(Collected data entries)
■ ■ ■
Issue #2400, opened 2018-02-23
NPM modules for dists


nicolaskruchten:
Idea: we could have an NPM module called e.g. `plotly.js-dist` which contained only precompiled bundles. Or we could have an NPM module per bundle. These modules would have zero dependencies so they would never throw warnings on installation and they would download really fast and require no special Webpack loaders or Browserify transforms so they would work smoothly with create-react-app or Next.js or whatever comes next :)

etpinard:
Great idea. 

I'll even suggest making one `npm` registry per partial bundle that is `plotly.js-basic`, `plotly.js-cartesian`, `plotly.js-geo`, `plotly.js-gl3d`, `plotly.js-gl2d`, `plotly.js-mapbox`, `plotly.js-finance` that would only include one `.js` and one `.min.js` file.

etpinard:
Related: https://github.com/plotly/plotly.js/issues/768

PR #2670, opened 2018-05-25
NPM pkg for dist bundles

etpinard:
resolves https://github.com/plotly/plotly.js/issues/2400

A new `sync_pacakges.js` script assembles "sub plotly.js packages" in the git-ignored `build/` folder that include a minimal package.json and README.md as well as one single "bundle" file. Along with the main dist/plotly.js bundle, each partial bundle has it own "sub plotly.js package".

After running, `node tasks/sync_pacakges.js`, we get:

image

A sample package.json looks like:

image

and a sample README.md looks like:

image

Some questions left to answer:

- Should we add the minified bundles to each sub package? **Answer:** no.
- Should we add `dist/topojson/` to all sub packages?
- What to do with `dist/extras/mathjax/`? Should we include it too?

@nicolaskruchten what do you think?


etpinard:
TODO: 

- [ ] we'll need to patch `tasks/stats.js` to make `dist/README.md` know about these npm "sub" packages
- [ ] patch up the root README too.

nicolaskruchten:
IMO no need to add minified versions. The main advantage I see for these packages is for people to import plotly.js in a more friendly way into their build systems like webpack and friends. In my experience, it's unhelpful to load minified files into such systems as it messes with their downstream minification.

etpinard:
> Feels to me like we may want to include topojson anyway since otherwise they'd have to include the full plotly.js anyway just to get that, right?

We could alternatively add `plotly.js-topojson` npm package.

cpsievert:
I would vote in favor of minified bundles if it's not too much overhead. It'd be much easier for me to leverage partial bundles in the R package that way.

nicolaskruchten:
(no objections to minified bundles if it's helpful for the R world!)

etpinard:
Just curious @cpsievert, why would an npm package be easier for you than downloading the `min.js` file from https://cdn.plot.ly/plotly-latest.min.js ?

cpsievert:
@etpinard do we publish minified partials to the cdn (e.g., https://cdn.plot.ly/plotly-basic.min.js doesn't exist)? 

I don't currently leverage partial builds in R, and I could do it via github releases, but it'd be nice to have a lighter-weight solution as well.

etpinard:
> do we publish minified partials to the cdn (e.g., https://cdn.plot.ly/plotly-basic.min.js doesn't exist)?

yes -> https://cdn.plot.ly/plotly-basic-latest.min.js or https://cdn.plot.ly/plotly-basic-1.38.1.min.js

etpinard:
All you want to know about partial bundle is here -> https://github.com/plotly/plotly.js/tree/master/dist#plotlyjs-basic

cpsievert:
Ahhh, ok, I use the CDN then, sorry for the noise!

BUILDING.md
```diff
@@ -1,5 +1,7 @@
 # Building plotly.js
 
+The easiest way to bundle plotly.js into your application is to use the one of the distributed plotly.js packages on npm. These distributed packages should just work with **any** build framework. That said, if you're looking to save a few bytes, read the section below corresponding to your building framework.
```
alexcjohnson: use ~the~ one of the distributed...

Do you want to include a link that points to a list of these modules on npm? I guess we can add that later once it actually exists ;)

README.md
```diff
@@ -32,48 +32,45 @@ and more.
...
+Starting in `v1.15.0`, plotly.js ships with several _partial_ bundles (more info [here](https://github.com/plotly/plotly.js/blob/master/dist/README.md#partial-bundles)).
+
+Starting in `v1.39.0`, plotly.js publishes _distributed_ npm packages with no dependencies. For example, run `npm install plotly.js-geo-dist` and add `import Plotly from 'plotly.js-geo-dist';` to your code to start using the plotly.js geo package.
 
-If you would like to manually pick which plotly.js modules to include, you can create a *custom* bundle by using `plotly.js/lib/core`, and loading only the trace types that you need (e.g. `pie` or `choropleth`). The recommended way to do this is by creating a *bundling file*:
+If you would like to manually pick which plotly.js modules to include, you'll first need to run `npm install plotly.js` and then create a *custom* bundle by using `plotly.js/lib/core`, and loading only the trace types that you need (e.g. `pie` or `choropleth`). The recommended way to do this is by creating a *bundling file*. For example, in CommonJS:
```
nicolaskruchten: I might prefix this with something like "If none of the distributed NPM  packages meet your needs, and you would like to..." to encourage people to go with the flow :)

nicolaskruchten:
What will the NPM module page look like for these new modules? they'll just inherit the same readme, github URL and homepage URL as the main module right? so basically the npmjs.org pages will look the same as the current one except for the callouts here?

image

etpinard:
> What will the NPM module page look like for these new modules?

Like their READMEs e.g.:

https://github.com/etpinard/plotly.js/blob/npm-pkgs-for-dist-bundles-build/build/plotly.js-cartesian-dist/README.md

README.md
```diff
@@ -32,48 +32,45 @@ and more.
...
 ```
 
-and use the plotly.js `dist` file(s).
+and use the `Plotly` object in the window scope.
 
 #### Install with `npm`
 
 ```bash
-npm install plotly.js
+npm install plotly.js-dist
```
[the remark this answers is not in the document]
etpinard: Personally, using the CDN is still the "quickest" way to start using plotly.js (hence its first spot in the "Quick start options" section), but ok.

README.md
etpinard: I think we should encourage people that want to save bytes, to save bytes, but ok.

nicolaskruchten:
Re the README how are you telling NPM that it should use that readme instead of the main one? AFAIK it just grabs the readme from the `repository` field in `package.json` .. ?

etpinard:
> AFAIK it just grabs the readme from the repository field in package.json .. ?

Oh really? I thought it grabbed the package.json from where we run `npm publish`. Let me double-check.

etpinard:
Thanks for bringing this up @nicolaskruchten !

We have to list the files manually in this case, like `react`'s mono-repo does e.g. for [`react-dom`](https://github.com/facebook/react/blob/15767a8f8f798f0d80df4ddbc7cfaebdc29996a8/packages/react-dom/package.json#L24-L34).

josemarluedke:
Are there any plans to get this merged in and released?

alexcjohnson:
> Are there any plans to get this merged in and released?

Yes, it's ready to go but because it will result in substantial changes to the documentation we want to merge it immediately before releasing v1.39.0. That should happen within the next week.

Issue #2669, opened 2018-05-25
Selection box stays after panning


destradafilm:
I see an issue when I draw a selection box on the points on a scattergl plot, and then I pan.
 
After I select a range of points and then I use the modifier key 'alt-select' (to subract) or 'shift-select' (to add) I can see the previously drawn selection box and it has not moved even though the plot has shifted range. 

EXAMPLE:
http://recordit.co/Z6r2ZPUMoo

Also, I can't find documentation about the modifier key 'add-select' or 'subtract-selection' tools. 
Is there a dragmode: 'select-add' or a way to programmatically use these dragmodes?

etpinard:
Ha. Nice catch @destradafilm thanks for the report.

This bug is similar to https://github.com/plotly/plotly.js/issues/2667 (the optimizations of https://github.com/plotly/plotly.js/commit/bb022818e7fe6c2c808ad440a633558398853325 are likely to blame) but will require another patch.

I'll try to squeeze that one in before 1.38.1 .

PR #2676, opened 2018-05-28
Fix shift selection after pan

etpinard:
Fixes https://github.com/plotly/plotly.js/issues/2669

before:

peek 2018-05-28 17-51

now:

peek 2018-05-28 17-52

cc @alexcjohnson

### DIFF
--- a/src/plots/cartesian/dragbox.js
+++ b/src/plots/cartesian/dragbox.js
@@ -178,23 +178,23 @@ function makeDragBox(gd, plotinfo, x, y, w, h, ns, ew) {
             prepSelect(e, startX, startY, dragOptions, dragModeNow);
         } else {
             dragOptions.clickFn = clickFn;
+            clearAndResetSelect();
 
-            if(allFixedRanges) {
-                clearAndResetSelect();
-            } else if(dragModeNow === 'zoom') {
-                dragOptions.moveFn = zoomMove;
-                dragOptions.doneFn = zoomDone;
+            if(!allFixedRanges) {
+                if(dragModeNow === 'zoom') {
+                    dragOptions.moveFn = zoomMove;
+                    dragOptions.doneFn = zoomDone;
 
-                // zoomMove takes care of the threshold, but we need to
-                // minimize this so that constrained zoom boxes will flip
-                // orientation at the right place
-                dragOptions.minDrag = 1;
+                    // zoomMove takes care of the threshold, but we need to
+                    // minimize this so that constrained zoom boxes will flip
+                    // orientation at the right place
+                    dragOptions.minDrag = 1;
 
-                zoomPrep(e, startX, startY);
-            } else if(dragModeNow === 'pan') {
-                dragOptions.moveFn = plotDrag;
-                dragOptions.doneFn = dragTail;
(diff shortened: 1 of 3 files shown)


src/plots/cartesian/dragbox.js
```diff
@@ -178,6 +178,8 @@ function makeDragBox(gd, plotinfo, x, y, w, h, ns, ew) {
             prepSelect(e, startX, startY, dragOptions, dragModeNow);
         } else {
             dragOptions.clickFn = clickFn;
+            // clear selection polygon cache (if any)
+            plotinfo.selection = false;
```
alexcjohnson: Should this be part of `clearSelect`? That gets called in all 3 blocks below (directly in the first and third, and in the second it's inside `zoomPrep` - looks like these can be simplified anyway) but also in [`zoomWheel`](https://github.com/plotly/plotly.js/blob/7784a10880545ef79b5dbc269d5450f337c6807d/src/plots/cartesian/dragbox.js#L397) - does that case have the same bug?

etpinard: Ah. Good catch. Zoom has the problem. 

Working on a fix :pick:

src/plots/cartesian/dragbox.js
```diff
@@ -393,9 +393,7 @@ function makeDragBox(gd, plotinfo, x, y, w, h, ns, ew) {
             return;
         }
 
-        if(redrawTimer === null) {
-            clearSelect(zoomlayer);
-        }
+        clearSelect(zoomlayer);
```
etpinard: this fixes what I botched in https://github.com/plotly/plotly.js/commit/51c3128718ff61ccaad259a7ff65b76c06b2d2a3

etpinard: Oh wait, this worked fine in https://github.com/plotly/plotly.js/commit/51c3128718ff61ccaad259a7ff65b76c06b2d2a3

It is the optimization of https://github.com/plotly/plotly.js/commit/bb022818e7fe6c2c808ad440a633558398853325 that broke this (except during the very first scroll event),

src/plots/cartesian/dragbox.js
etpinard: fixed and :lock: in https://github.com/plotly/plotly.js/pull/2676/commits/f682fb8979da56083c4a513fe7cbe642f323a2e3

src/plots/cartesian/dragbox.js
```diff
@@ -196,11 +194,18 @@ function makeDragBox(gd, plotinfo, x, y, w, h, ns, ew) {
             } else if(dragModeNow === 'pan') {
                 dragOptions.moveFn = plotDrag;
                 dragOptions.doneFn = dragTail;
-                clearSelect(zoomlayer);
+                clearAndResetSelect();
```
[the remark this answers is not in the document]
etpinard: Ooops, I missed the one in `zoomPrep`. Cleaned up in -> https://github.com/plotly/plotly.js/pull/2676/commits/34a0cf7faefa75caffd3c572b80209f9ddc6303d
■ ■ ■
▸ **EXERCISE GOAL**: Repeat, word for word, the lines from the start of the records to the line that contains "resolves https://github.com/plotly/plotly.js/issues/2400", both of them included, and no others.

▸ **SOLUTION**:
Issue #2400, opened 2018-02-23
NPM modules for dists


nicolaskruchten:
Idea: we could have an NPM module called e.g. `plotly.js-dist` which contained only precompiled bundles. Or we could have an NPM module per bundle. These modules would have zero dependencies so they would never throw warnings on installation and they would download really fast and require no special Webpack loaders or Browserify transforms so they would work smoothly with create-react-app or Next.js or whatever comes next :)

etpinard:
Great idea. 

I'll even suggest making one `npm` registry per partial bundle that is `plotly.js-basic`, `plotly.js-cartesian`, `plotly.js-geo`, `plotly.js-gl3d`, `plotly.js-gl2d`, `plotly.js-mapbox`, `plotly.js-finance` that would only include one `.js` and one `.min.js` file.

etpinard:
Related: https://github.com/plotly/plotly.js/issues/768

PR #2670, opened 2018-05-25
NPM pkg for dist bundles

etpinard:
resolves https://github.com/plotly/plotly.js/issues/2400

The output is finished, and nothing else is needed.